Improving Mixed-Criticality Scheduling with Reinforcement Learning
Muhammad El-Mahdy, Nourhan Sakr, Rodrigo Carrasco
TL;DR
The paper addresses the challenge of offline non-preemptive mixed-criticality scheduling on varying-speed processors, an NP-hard problem, by formulating it as a Markov decision process and solving it with a Masked PPO reinforcement learning agent. The proposed approach prioritizes high-criticality tasks while maintaining overall system performance, and it is validated on both synthetic data (up to 100,000 instances) and real server data, under scenarios with and without processor degradation. Key findings show HI completion around 85% and overall completion around 80% under degraded conditions, and higher performance (up to 93-94% HI/overall) in stable, no-degradation settings. The work demonstrates the scalability and effectiveness of RL for complex real-time scheduling and outlines concrete future directions, including online/preemptive variants and integration of safety constraints for safety-critical applications.
Abstract
This paper introduces a novel reinforcement learning (RL) approach to scheduling mixed-criticality (MC) systems on processors with varying speeds. Building upon the foundation laid by [1], we extend their work to address the non-preemptive scheduling problem, which is known to be NP-hard.
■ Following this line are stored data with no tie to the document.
PR #218, opened 2016-02-03
new-sts-variant-max-age-zero

kingthorin:
Strict-Transport-Security Header Scanner added support for max-age=0 per
rfc6797

### DIFF
--- a/src/org/zaproxy/zap/extension/pscanrulesAlpha/StrictTransportSecurityScanner.java
+++ b/src/org/zaproxy/zap/extension/pscanrulesAlpha/StrictTransportSecurityScanner.java
@@ -21,6 +21,8 @@
 package org.zaproxy.zap.extension.pscanrulesAlpha;
 
 import java.util.Vector;
+import java.util.regex.Matcher;
+import java.util.regex.Pattern;
 
 import net.htmlparser.jericho.Source;
 
@@ -41,6 +43,14 @@ public class StrictTransportSecurityScanner extends PluginPassiveScanner{
 	private static final String MESSAGE_PREFIX = "pscanalpha.stricttransportsecurity.";
 	private static final int PLUGIN_ID = 10035;
 	
+	//max-age=0 disabled HSTS. It's allowed by the spec,
+	//and is used to reset browser's settings for HSTS.
+	//If found raise an INFO alert.
+	//Pattern accounts for potential spaces and quotes
+	private static final Pattern BAD_MAX_AGE_PATT = Pattern.compile("max-age\\s*=\\s*\'*\"*\\s*0\\s*\"*\'*\\s*", Pattern.CASE_INSENSITIVE);
+	
+	private enum VulnType {HSTS_MISSING, HSTS_MAX_AGE_DISABLED};
+	
 	private PassiveScanThread parent = null;
 	private static final Logger logger = Logger.getLogger(StrictTransportSecurityScanner.class);
 	
@@ -54,6 +64,26 @@ public class StrictTransportSecurityScanner extends PluginPassiveScanner{
 		// Only checking the response for this plugin
 	}
 	
+	private void raiseAlert(VulnType currentVT, String evidence, HttpMessage msg, int id) {
+		Alert alert = new Alert(getPluginId(), //PluginID
+					currentVT == VulnType.HSTS_MISSING ? Alert.RISK_LOW : Alert.RISK_INFO, //Risk (if missing low, otherwise info)
+					Alert.CONFIDENCE_HIGH, //Reliability
+					getAlertElement(currentVT, "name")); //Name
+	    		alert.setDetail(
+	    			getAlertElement(currentVT, "desc"), //Description
+	    			msg.getRequestHeader().getURI().toString(), //URI
+	    			"",	// Param
+	    			"", // Attack
+	    			"", // Other info
+	    			getAlertElement(currentVT, "soln"), //Solution
+	    			getAlertElement(currentVT, "refs"), //References
+	    			evidence,	// Evidence
+					16, // CWE-16: Configuration
+					15,	//WASC-15: Application Misconfiguration
+	    			msg); //HttpMessage
+	    		parent.raiseAlert(id, alert);
+	}
+	
 	@Override
 	public void scanHttpResponseReceive(HttpMessage msg, int id, Source source) {
 		long start = System.currentTimeMillis();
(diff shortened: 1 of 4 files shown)


src/org/zaproxy/zap/extension/pscanrulesAlpha/StrictTransportSecurityScanner.java
```diff
@@ -41,6 +41,13 @@
 	private static final String MESSAGE_PREFIX = "pscanalpha.stricttransportsecurity.";
 	private static final int PLUGIN_ID = 10035;
 	
+	//max-age=0 disabled HSTS. It's allowed by the spec,
+	//and is used to reset browser's settings for HSTS.
+	//If found raise an INFO alert.
+	private static final String BAD_MAX_AGE="max-age=0";
```
thc202: Might worth changing to a Pattern to also check the cases where the value is quoted (and with white spaces between the separator).

src/org/zaproxy/zap/extension/pscanrulesAlpha/StrictTransportSecurityScanner.java
```diff
@@ -41,6 +41,13 @@
 	private static final String MESSAGE_PREFIX = "pscanalpha.stricttransportsecurity.";
 	private static final int PLUGIN_ID = 10035;
 	
+	//max-age=0 disabled HSTS. It's allowed by the spec,
+	//and is used to reset browser's settings for HSTS.
+	//If found raise an INFO alert.
+	private static final String BAD_MAX_AGE="max-age=0";
+	
+	private enum VULN_TYPE {HSTS_MISSING, HSTS_MAX_AGE_DISABLED};
```
thc202: Consider using VulnType, enum types follow the same naming conventions as classes.

src/org/zaproxy/zap/extension/pscanrulesAlpha/StrictTransportSecurityScanner.java
```diff
@@ -62,23 +89,16 @@ public void scanHttpResponseReceive(HttpMessage msg, int id, Source source) {
...
-			    			"", // Attack
-			    			"", // Other info
-			    			getSolution(), //Solution
-			    			getReference(), //References
-			    			"",	// Evidence
-							16, // CWE-16: Configuration
-							15,	//WASC-15: Application Misconfiguration
-			    			msg); //HttpMessage
-			    		parent.raiseAlert(id, alert);
+			if (STSOption == null && msg.getRequestHeader().isSecure()) { // Header NOT found
```
thc202: The "isSecure" check can be removed, it was done in the previous if statement (line 89).

src/org/zaproxy/zap/extension/pscanrulesAlpha/StrictTransportSecurityScanner.java
```diff
@@ -62,23 +89,16 @@ public void scanHttpResponseReceive(HttpMessage msg, int id, Source source) {
...
+					raiseAlert(VULN_TYPE.HSTS_MISSING, msg, id);
+					return; //No point continuing
+			} else { 
+				for (String stsHeader : STSOption) {
```
thc202: Maybe we should raise other issue if more than one header is being sent? (as per section 8.1 of rfx6797)

Also, should we alert if the header is malformed? (is the same thing as not sending it)

src/org/zaproxy/zap/extension/pscanrulesAlpha/StrictTransportSecurityScanner.java
```diff
@@ -92,19 +112,33 @@ public int getPluginId() {
 	
 	@Override
 	public String getName() {
-		return Constant.messages.getString(MESSAGE_PREFIX + "name");
+		return Constant.messages.getString(MESSAGE_PREFIX + "generic.name");
```
thc202: Consider changing "generic" to "scanner".

src/org/zaproxy/zap/extension/pscanrulesAlpha/resources/Messages.properties
```diff
@@ -127,12 +127,15 @@ pscanalpha.serverheaderversioninfoleak.soln=Ensure that your web server, applica
...
 pscanalpha.stricttransportsecurity.refs=https://www.owasp.org/index.php/HTTP_Strict_Transport_Security\nhttps://www.owasp.org/index.php/List_of_useful_HTTP_headers\nhttp://en.wikipedia.org/wiki/HTTP_Strict_Transport_Security\nhttp://caniuse.com/stricttransportsecurity\nhttp://tools.ietf.org/html/rfc6797
 pscanalpha.stricttransportsecurity.soln=Ensure that your web server, application server, load balancer, etc. is configured to enforce Strict-Transport-Security.
-pscanalpha.stricttransportsecurity.exploit=
-pscanalpha.stricttransportsecurity.extrainfo=
+pscanalpha.stricttransportsecurity.max.age.name=Strict-Transport-Security Disabled
+pscanalpha.stricttransportsecurity.max.age.desc=A HTTP Strict Transport Security (HSTS) header was found, but it contains the directive max-age=0 which disables the control and instructs browsers to reset any previous HSTS related settings. See RFC RFC 6797 for further details.\nHTTP Strict Transport Security (HSTS) is a web security policy mechanism whereby a web server declares that complying user agents (such as a web browser) are to interact with it using only secure HTTPS  connections (i.e. HTTP layered over TLS/SSL).
```
thc202: "RFC" is repeated.

src/org/zaproxy/zap/extension/pscanrulesAlpha/StrictTransportSecurityScanner.java
kingthorin: I considered both multiple headers and a header with no max-age specified at all, but then I wondered if I was trying to tackle too much. Wouldn't/shouldn't that be rejected by the httpclient?

src/org/zaproxy/zap/extension/pscanrulesAlpha/StrictTransportSecurityScanner.java
kingthorin: Sure, I'll put together a regex that accounts for potential spaces and quotes.

src/org/zaproxy/zap/extension/pscanrulesAlpha/StrictTransportSecurityScanner.java
kingthorin: Done.

src/org/zaproxy/zap/extension/pscanrulesAlpha/StrictTransportSecurityScanner.java
kingthorin: Done.

src/org/zaproxy/zap/extension/pscanrulesAlpha/StrictTransportSecurityScanner.java
kingthorin: Done.

src/org/zaproxy/zap/extension/pscanrulesAlpha/resources/Messages.properties
kingthorin: Done.

src/org/zaproxy/zap/extension/pscanrulesAlpha/StrictTransportSecurityScanner.java
thc202: Exactly, that's why I think we should alert about that (1st case), lets say that the application is setting the header but other layer is also setting it [1]... in this case the use of HTTPS will not be enforced (RFC says that the first header should be processed, but in the end it really depends on the user agent's implementation, Firefox seems to reject this case).

Another case (similar to 3rd) is when the header is present but its contents are invalid [2], this must/should be rejected by UAs... so, despite the good intentions, it will have no effect.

By modeling this scheduling challenge as a Markov Decision Process (MDP), we develop an RL agent capable of generating near-optimal schedules for real-time MC systems. Our RL-based scheduler prioritizes high-critical tasks while maintaining overall system performance. Through extensive experiments, we demonstrate the scalability and effectiveness of our approach. The RL scheduler significantly improves task completion rates, achieving around 80% overall and 85% for high-criticality tasks across 100,000 instances of synthetic data and real data under varying system conditions. Moreover, under stable conditions without degradation, the scheduler achieves 94% overall task completion and 93% for high-criticality tasks. These results highlight the potential of RL-based schedulers in real-time and safety-critical applications, offering substantial improvements in handling complex and dynamic scheduling scenarios.